Thanks for writing Aragon!    :e

DocumentRoot "/usr/local/www/apache22/data"

That's where data show when I access
http://66.181.24.10
from my home browser.
But, from an external browser, when I access that same address ,
I only get the "It Works" page.
Also, from home I can access the document root and see other pages I've uploaded, also manage my mailman mailing system from there...
but externally I can't get any of that, and only get the "it works" page.

The doc root is listen in the httpd.conf as that.

Also, beastie!  Thanks for writing also=I'm going to read your post now 
Best and SO much thanks!  It's nice to not be figuring this out alone.

-tyler


----------



## tynelson (Dec 7, 2009)

*Apache,only local, not external*

Beastie,

Thank you for all that information!  I tried everything you said and it still didn't go correctly for me.  In fact...nothing really changed  

What could be some other options?  I'm attaching the files with the changes you suggested, I might have changed the back in a couple ways because it didn't work.  As of now, these files all it to work locally just perfectly..but not outside of my network-thank god I have another computer connected to a separate network to check these things.

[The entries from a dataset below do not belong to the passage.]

PR #4297, opened 2024-03-23
chore: fix master branch refs

chenrui333:
I could not find exact change wrt master branch to main branch, but since this already happened, just rename all the master branch references to main.

also relates to https://github.com/Homebrew/homebrew-core/pull/166979
- https://github.com/Homebrew/homebrew-core/issues/166965


KrystalDelusion:
There isn't a commit that marks the change in default branch name, it was purely on the github side.  d73f71e was the last commit prior to the change.

There is also an existing PR to update references in the docs, #4292.  Yours has a number of whitespace fixes in the affected files, which is great, but if that's the only difference I would rather you were consistent and did it to *all* of the docs source files.  And probably in a separate PR.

I'm so thankful for your time...this had been a problem of mine for 2 weeks.

Best,
-Tyler


----------



## anomie (Dec 7, 2009)

@tynelson: A good habit to get into is reviewing your logs while troubleshooting. Open a couple terminals and tail(1) both your error log and your access log while making the request from each place (local and external).

These contain important information about how Apache web server is processing the request.


----------



## beastie_007 (Dec 8, 2009)

Apache,only local, not external....

It's just like what anomie said, ......' reviewing your logs while troubleshooting' .

sorry that i couldn't help you to resolve the problem of your webserver

Beastie_007


----------



## Anonymous (Dec 9, 2009)

This issue sounds very odd. If you are able to see the "It works!" message then the server can obviously be accessed from outside the network, the only conclusion that can be drawn from this is that the server is serving a different document to hosts not on the local network. The only reason that would happen is if you did something to the httpd.conf file.


----------



## tynelson (Dec 9, 2009)

*thanks mharvey *

I agree with you completely! That's why I attached the httpd.conf file above..
it's so weird..

I'm still trying to figure this thing out.  If I get it solved I'll let everyone know what the problem was incase this happens to anyone else.

Best,
-Ty


----------